Militia chief arrested for mass rape as country goes to the polls
A notorious Congo militia chief whose men have been accused of systematic rapes has been arrested, the army said on Friday.
Isaac Chirambiza was seized on Tuesday with three of his men in a military operation in South Kivu province, regional spokesman Captain Dieudonne Kasereka told AFP.
One soldier died in the operation, which unfolded in a forest, he said. Chirambiza’s militia is a subgroup of Raia Mutomboki, an organisation that portrays itself as defenders of the Congolese against the FDLR, a Rwandan Hutu force that became established in the Democratic Republic of Congo in 2000.
In March, AFP visited a clinic for rape victims run by Dr. Denis Mukwege, who this year was co-awarded the Nobel Peace Prize for his work.
Several victims said they had been raped by Raia Mutomboki men, including a girl aged 10.
Congo has been referred to as “the rape capital of the world” with as many as 36 women and girls being raped per day and 40 per cent of all Congolese women victims of sexual assault.
It comes as Congo’s leader says “there is no further reason” to prevent Sunday’s presidential election after two years of delays, but he blames an ebola outbreak for the last-minute decision to keep an estimated 1 million voters from the polls.

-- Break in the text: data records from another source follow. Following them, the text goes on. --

PR #954, opened 2022-04-28
Reorganize Kubernete's services

krouma:
I have a few improvements to default service definitions:

- Service `kube-api` should be named `kubelet`, having that and `kube-apiserver` is quite confusing
- Although `kubelet-worker` isn't that bad, it is usually referred to as `kube-worker` or Kubernetes worker
- `kubelet` is not part of control plane, although I get that control plane nodes are nearly always workers, too
- `kubelet` also has read-only port 10255
- There are new secure variants for `kube-controller-manager` and `kube-scheduler`. The non-secure variants are even disabled by default since Kubernetes 1.22

With these changes, configuring firewall for running Kubernetes nodes is simplified and (from my point of view) more clear to follow, since you only have to enable `kube-control-plane-secure` and `kube-worker` for control plane nodes and only the latter for worker nodes.


config/Makefile.am
```diff
@@ -191,12 +191,17 @@ CONFIG_FILES = \
 	services/kpasswd.xml \
 	services/kprop.xml \
 	services/kshell.xml \
-	services/kube-api.xml \
```
erig0, line 194: Dropping a service definition is a breaking change.

Consider making this an alias to `kubelet` via the `include` feature.

config/Makefile.am
```diff
@@ -191,12 +191,17 @@ CONFIG_FILES = \
...
+	services/kubelet.xml \
+	services/kubelet-readonly.xml \
 	services/kube-apiserver.xml \
 	services/kube-control-plane.xml \
+	services/kube-control-plane-secure.xml \
 	services/kube-controller-manager.xml \
+	services/kube-controller-manager-secure.xml \
+	services/kube-nodeport-services.xml \
 	services/kube-scheduler.xml \
-	services/kubelet-worker.xml \
```
erig0, line 199: Same as above. This is a breaking change.

I think you need to alias to `kube-worker`.

erig0:
@dcbw, if you have time can you review these changes?

config/services/kubelet-readonly.xml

In an interview with The Associated Press, President Joseph Kabila says it would be a “disaster” if people vote on Sunday in two large communities in the ebola outbreak zone, asserting that “a single person” could infect scores or hundreds of others.
His comments Thursday evening contradict those of his own health officials, who have said precautions had been made in collaboration with electoral authorities so people could vote in the outbreak zone.
World Health Organisation also has said precautions were in place, including tons of hand sanitiser and screening of all voters entering polling stations.
Mr Kabila, however, asserted that people could be infected as they use Congo’s voting machines, which require tapping on a touchscreen to select candidates.
The voting is delayed in opposition strongholds Beni and Butembo — but not in other communities with confirmed ebola cases in this outbreak — until March, long after the inauguration of Kabila’s successor in January.
Protests broke out in Beni on Thursday over the delayed vote, with some attacking an ebola response centre and sending 21 patients fleeing.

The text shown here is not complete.